I frown. “What about it?”
“I think purple is your favorite color,” she says simply.
I blink at her. “You asked me a question and then proceeded to answer it yourself?”
“Well, you were taking too long,” she teases, licking a stray drop of ice cream from her spoon.
I feel something tighten in my chest and in my pants. Fucking perfect.
I arch a brow. “What makes you think my favorite color would be purple?”
She tilts her head, considering. “Not like standard-crayon-box purple,” she clarifies. “You’re far too sophisticated for that, Grim—I know that.”
I narrow my eyes. “Are you mocking me?”
She grins. “A little.”
I exhale through my nose, already regretting sittingdown. “Go on then,” I say dryly. “Enlighten me. What kind of purple am I exactly?”
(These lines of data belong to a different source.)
PR #5643, opened 2021-08-17
CR-1102209 : xbutil2 validate should use non-zero return code if validation failed.

rozumx:
Work Done
---------
+ Updated run_test_suite_device() with a test failure return value
+ Updated run_tests_on_device() with a test summary failure return value
+ Update execute() to throw an operation_canceled exception if any validation test fails.  This will result in a non-zero return value from xbutil.


dayeh-xilinx:
retest this please.

AShivangi (approved):

PR #5644, opened 2021-08-18
work-around for all Sprite failures. Considering SC is fixed is is_sc…

chvamshi-xilinx:
This change contains a  work-around for all Sprite failures. Considering SC is fixed if is_sc_fixed query throws an exception.

Verified on U200 and U.2 Platform.


rozumx (approved):
Thank you for isolating the issue and making this change.

PR #5647, opened 2021-08-18
CR-1108292: Resolve references in profiling trace files to missing strings in the mapping section

jvillarre:
Occasionally, events will be generated in trace files that refer to strings that do not exist in the string mapping section of the file. 
 This was due to multithreaded access and addition to the database.  This pull request adds multithreaded protection for the string table in the dynamic database.


hackwa (approved):
looks good!

PR #5646, opened 2021-08-18
CR-1107361 u55N xbutil examine inconsistent output

AShivangi:
Output:
```
$ sudo xbmgmt2 examine -d b3:00

------------------------------------------
1/1 [0000:b3:00.0] : xilinx_u55n_recovery
------------------------------------------
Flash properties
  Type                 : spi
  Serial Number        : N/A

Device properties
  Type                 : u55n
  Name                 : N/A
  Config Mode          : 2
  Max Power            : N/A

Flashable partitions running on FPGA
  Platform             : xilinx_u55n_recovery
  SC Version           : INACTIVE
  Platform ID          : 0x0

Flashable partitions installed in system
  <none found>

WARNING  : No shell is installed on the system.

```

PR #5653, opened 2021-08-19
CR-1101247 xbutil2 validate platform ID is 0x0 for U50 and U250

AShivangi:
Work Done:
- Use ReportPlatform to get basic information about the device
- Since we only operate on a single device, remove the validation summary
- Small fix related to: https://github.com/Xilinx/XRT/pull/5646

Sample output:

```
$ xbutil validate -d 65:00 -r quick
Starting validation for 1 devices

Validate Device           : [0000:65:00.1]
    Platform              : xilinx_u200_xdma_201830_2
    SC Version            : 4.2.0
    Platform ID           : 0x5d1211e8
....


$ xbutil validate -d 17:00 -r quick                                         
Starting validation for 1 devices                                                                                                

Validate Device           : [0000:17:00.1]
    Platform              : xilinx_u30_gen3x4_base_1
    SC Version            : 6.3.6                   
    Platform ID           : 937ED708-67CF-3350-BC06-304053F4293C
....
```

### DIFF
--- a/src/runtime_src/core/tools/common/XBHelpMenus.cpp
+++ b/src/runtime_src/core/tools/common/XBHelpMenus.cpp
@@ -700,7 +700,7 @@ XBUtilities::produce_reports( xrt_core::device_collection devices,
       bool is_mfg = false;
       try {
         is_mfg = xrt_core::device_query<xrt_core::query::is_mfg>(device);
-      } catch (...) {}
+      } catch (const xrt_core::query::exception&) {}
 
       //if factory mode
       std::string platform = "<not defined>";
@@ -711,7 +711,7 @@ XBUtilities::produce_reports( xrt_core::device_collection devices,
         else {
           platform = xrt_core::device_query<xrt_core::query::rom_vbnv>(device);
         }
-      } catch(...) {
+      } catch(const xrt_core::query::exception&) {
         // proceed even if the platform name is not available
       }
       std::string dev_desc = (boost::format("%d/%d [%s] : %s\n") % ++dev_idx % devices.size() % ptDevice.get<std::string>("device_id") % platform).str();
@@ -721,7 +721,11 @@ XBUtilities::produce_reports( xrt_core::device_collection devices,
       consoleStream << std::string(dev_desc.length(), '-') << std::endl;
 
       auto is_ready = xrt_core::device_query<xrt_core::query::is_ready>(device);
-      auto is_recovery = xrt_core::device_query<xrt_core::query::is_recovery>(device);
+      bool is_recovery = false;
+      try {
+        is_recovery = xrt_core::device_query<xrt_core::query::is_recovery>(device);
+      }
+      catch(const xrt_core::query::exception&) { }
 
       for (auto &report : reportsToProcess) {
         if (report->isDeviceRequired() == false)
--- a/src/runtime_src/core/tools/common/XBHelpMenus.cpp
+++ b/src/runtime_src/core/tools/common/XBHelpMenus.cpp
@@ -700,10 +700,13 @@ XBUtilities::produce_reports( xrt_core::device_collection devices,
       bool is_mfg = false;
       try {
         is_mfg = xrt_core::device_query<xrt_core::query::is_mfg>(device);
-      } catch (const xrt_core::query::exception&) {}
+      } 
+      catch (const xrt_core::query::exception&) {
+        is_mfg = false;
+      }
 
       //if factory mode
-      std::string platform = "<not defined>";
+      std::string platform;
       try {
         if (is_mfg) {
           platform = "xilinx_" + xrt_core::device_query<xrt_core::query::board_name>(device) + "_GOLDEN";
@@ -711,8 +714,10 @@ XBUtilities::produce_reports( xrt_core::device_collection devices,
         else {
           platform = xrt_core::device_query<xrt_core::query::rom_vbnv>(device);
         }
-      } catch(const xrt_core::query::exception&) {
+      } 
+      catch(const xrt_core::query::exception&) {
         // proceed even if the platform name is not available
+        platform = "<not defined>";
       }
       std::string dev_desc = (boost::format("%d/%d [%s] : %s\n") % ++dev_idx % devices.size() % ptDevice.get<std::string>("device_id") % platform).str();
       consoleStream << std::endl;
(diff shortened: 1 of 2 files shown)


src/runtime_src/core/tools/xbutil2/SubCmdValidate.cpp
```diff
@@ -1349,9 +1349,21 @@ get_platform_info(const std::shared_ptr<xrt_core::device>& device,
 {
   auto bdf = xrt_core::device_query<xrt_core::query::pcie_bdf>(device);
   ptTree.put("device_id", xrt_core::query::pcie_bdf::to_string(bdf));
-  ptTree.put("platform", xrt_core::device_query<xrt_core::query::rom_vbnv>(device));
-  ptTree.put("sc_version", xrt_core::device_query<xrt_core::query::xmc_sc_version>(device));
-  ptTree.put("platform_id", (boost::format("0x%x") % xrt_core::device_query<xrt_core::query::rom_time_since_epoch>(device)));
+
+  boost::property_tree::ptree platform_report;
+  boost::property_tree::ptree empty_ptree;
```
rozumx, line 1354: It would be great if this value was a "const".  My guess is that line 1358 will fail if it is....don't 100% know.

src/runtime_src/core/tools/xbutil2/SubCmdValidate.cpp
```diff
@@ -1349,9 +1349,21 @@ get_platform_info(const std::shared_ptr<xrt_core::device>& device,
...
+  auto report = std::make_shared<ReportPlatforms>();
+  report->getPropertyTreeInternal(device.get(), platform_report);
+  
+  const boost::property_tree::ptree& platforms = platform_report.get_child("platforms", empty_ptree);
+  for(auto& kp : platforms) {
+    const boost::property_tree::ptree& pt_platform = kp.second;
+    const boost::property_tree::ptree& pt_static_region = pt_platform.get_child("static_region", empty_ptree);
+    ptTree.put("platform", pt_static_region.get<std::string>("vbnv"));
```
rozumx, line 1362: If the child "static_region" doesn't exist, then the empty_ptree will be returned (which is good).

Unfortunately, "vbnv", "interface_uuid", and "controller.satellite_controller.version" will not be found and exceptions will be raised, which isn't so nice :(.

Wouldn't it be better if there was a` pt_static_region.empty() `check before retrieving this data?

src/runtime_src/core/tools/xbutil2/SubCmdValidate.cpp
```diff
@@ -1349,9 +1349,21 @@ get_platform_info(const std::shared_ptr<xrt_core::device>& device,
...
-  ptTree.put("sc_version", xrt_core::device_query<xrt_core::query::xmc_sc_version>(device));
-  ptTree.put("platform_id", (boost::format("0x%x") % xrt_core::device_query<xrt_core::query::rom_time_since_epoch>(device)));
+
+  boost::property_tree::ptree platform_report;
+  boost::property_tree::ptree empty_ptree;
+  auto report = std::make_shared<ReportPlatforms>();
+  report->getPropertyTreeInternal(device.get(), platform_report);
+  
+  const boost::property_tree::ptree& platforms = platform_report.get_child("platforms", empty_ptree);
+  for(auto& kp : platforms) {
```
rozumx, line 1359: Is it possible for there to be more than 1 platform in the collection.   

If it is then the data below will overwrite the previous data...which isn't good.

If it isn't, then it would be nice to add a check right before the for loop to see if the number of elements is 0 or 1.  If not then and internal exception should be raised.

src/runtime_src/core/tools/common/XBHelpMenus.cpp
```diff
@@ -700,7 +700,7 @@ XBUtilities::produce_reports( xrt_core::device_collection devices,
       bool is_mfg = false;
       try {
         is_mfg = xrt_core::device_query<xrt_core::query::is_mfg>(device);
-      } catch (...) {}
+      } catch (const xrt_core::query::exception&) {}
```
rozumx, line 703: As constructed this code works for it relies on the default value.  
That said, have a blank catch body is makes it more difficult to understand what the intention is.   For this use-case (and similar ones),  it would be best to "repeat" the intention.  In this case, it would be:

```
} catch (const xrt_core::query::exception&) {
  is_mfg = false;
}
```

src/runtime_src/core/tools/common/XBHelpMenus.cpp
```diff
@@ -711,7 +711,7 @@ XBUtilities::produce_reports( xrt_core::device_collection devices,
         else {
           platform = xrt_core::device_query<xrt_core::query::rom_vbnv>(device);
         }
-      } catch(...) {
+      } catch(const xrt_core::query::exception&) {
```
rozumx, line 714: Following a similar use case as mentioned above, have the catch body set the platform name to "<not defined">.

If this is performed, then set the initial value of platform to an empty string.

src/runtime_src/core/tools/common/XBHelpMenus.cpp
```diff
@@ -721,7 +721,11 @@ XBUtilities::produce_reports( xrt_core::device_collection devices,
       consoleStream << std::string(dev_desc.length(), '-') << std::endl;
 
       auto is_ready = xrt_core::device_query<xrt_core::query::is_ready>(device);
-      auto is_recovery = xrt_core::device_query<xrt_core::query::is_recovery>(device);
+      bool is_recovery = false;
+      try {
+        is_recovery = xrt_core::device_query<xrt_core::query::is_recovery>(device);
+      }
+      catch(const xrt_core::query::exception&) { }
```
rozumx, line 728: In the catch body, set is_recovery to false.

rozumx (changes requested):
Some changes requested.

src/runtime_src/core/tools/xbutil2/SubCmdValidate.cpp
AShivangi: I can't declare `platform_report` as const :(

src/runtime_src/core/tools/xbutil2/SubCmdValidate.cpp
AShivangi: It isn't possible to have more than one platform. (At least not yet)

src/runtime_src/core/tools/xbutil2/SubCmdValidate.cpp
AShivangi: Yes, I missed those. Instead of checking for empty, the validation should continue. So I added `N/A` if any of the information is not found

rozumx (approved):
Approved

She hums, tapping her spoon against her chin. “I see you as a deep, dark purple,” she declares. “Not the kind with red undertones—no, that would be too passionate. Yours would have blue undertones. Something cool, controlled, balanced. A color that holds weight, but doesn’t demand attention.”
“That was oddly specific,” I murmur.
“Well, you are oddly specific, Kane,” she counters, stretching out on the grass and looking up at me through thick, dark lashes.
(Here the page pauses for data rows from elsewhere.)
PR #5654, opened 2021-08-19
Fixes for CR-1108351, CR-1108354, CR-1108359, and CR-1108361

jvillarre:
CR-1108351: Renamed the "Host API" section for each of the host side writers to reflect which plugin generated it.  Native API Host Trace, Low Overhead OpenCL Host Trace, HAL Host Trace, and OpenCL Host trace are the new section names so they can be distinguished on the final visualization.

CR-1108354: Adjusted Native API Host Trace so that data transfers appeared at the same level as OpenCL and Low Overhead OpenCL sections.

CR-1108359: Changed the section names of Low Overhead OpenCL and OpenCL trace so they can be distinguished in the final visualization.

CR-1108361: Low Overhead OpenCL and OpenCL profiling plugins were collecting the same types of events, leading to all the OpenCL API calls going in one section when both plugins were loaded.  This pull request adds a boolean to the OpenCL API event type in profiling to distinguish between the two, and the writers now only collect the events for the proper section.

### DIFF
--- a/src/runtime_src/xdp/profile/database/events/opencl_api_calls.cpp
+++ b/src/runtime_src/xdp/profile/database/events/opencl_api_calls.cpp
@@ -21,9 +21,10 @@
 namespace xdp {
 
   OpenCLAPICall::OpenCLAPICall(uint64_t s_id, double ts, uint64_t /*f_id*/,
-                               uint64_t name, uint64_t q)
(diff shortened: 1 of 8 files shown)


IshitaGhosh (approved):
Changes look good

PR #5655, opened 2021-08-19
Fixing Iops test issue for U.2

chvamshi-xilinx:
Currently IOPS test case is using one global data structure in multiple threads with an assumption that all kernels would have same name/index etc.
This assumption is valid if there are no errors while extracting the index from kernel.
We are updating the global data structure when there are no errors.

### DIFF
--- a/tests/validate/xcl_iops_test/src/xcl_api_iops.cpp
+++ b/tests/validate/xcl_iops_test/src/xcl_api_iops.cpp
@@ -43,7 +43,7 @@ struct krnl_info {
 
 bool verbose = false;
 barrier barrier;
-thread_local struct krnl_info krnl = {"hello", false};
+struct krnl_info krnl = {"hello", false};
 
 static void usage(char *prog)
 {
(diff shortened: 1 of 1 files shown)


tests/validate/xcl_iops_test/src/xcl_api_iops.cpp
```diff
@@ -197,13 +197,18 @@ void runTestThread(arg_t &arg)
...
+        krnl.cu_idx = cu_idx;
+    else {
         // hello:hello_cu0 is U2 shell special
         cu_name = krnl.name + ":" + krnl.name + "_cu0";
-        krnl.cu_idx = xclIPName2Index(handle, cu_name.c_str());
-        if (krnl.cu_idx < 0)
+        cu_idx = xclIPName2Index(handle, cu_name.c_str());
+        if (cu_idx < 0)
             throw std::runtime_error(cu_name + " not found");
+	krnl.cu_idx = cu_idx;
```
mamin506, line 211: Since krnl.cu_idx would get updated success path.
Below code would be neater.

int cu_idx = xclIPName2Index();
if (cu_idx < 0) {
...
if (something_wrong)
    throw;
}
// looks good
krnl.cu_idx = cu_idx;
...

mamin506 (changes requested):
Test with U200 and U50, looks good.

tests/validate/xcl_iops_test/src/xcl_api_iops.cpp
chvamshi-xilinx: Thanks MIn for the suggestion. Made suggested changes.

mamin506 (approved):

PR #5656, opened 2021-08-19
CR 1108275 : Show AXI Memory Monitor section in Device Trace only for trace enabled floating AIMs 

IshitaGhosh:


jvillarre (approved):
Changes look good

I should look away. Really, I should. I’ve never been good at doing what I should though.
“You’re a man who’s seen every color the world has to offer,” she continues. “For something to be your favorite, it would have to stand out. It would have to be memorable, different.”
She lets the words linger, something unspoken hovering between us.
Something I refuse to name. For a while, I don’t say anything.
Because the truth is, I don’t think she’s wrong.
Purple—deep, cool, regal—is a color that has always drawn my eye. It’s rich without being garish, elegant without demanding.
I clear my throat, tamping down the lingering sensation her words leave behind. “You’re dangerously perceptive,” I say at last.
“It’s a gift.” Her smirk is infuriating.
I shift my focus to her instead, deciding it’s only fair to turn the question back on her.
“So,” I say, leaning in slightly, letting my voice drop into something low and deliberate, “what’s your favorite color, Mayday?”
For the first time since I met her, Rue pauses. Her pupils dilate, and her plush lips part ever so slightly. Does she feel something?
Before I can think too much about it, Rue blinks and clears her throat to answer; her voice is quieter than before.
“The color of the sky before a storm,” she murmurs,watching the clouds roll overhead. “When it’s almost black but still blue. When it looks like it’s holding something wild inside it, something waiting to break loose.”
I stare at her for a long, long moment. Because that is precisely what she looks like to me. Something on the verge of breaking loose. Something beautiful and fleeting and impossible to hold.
Rue turns her head toward me, brows raised slightly.
“You look like there’s a battle being waged behind your eyes,” she observes.
“That’s because there is.” No sense in denying it.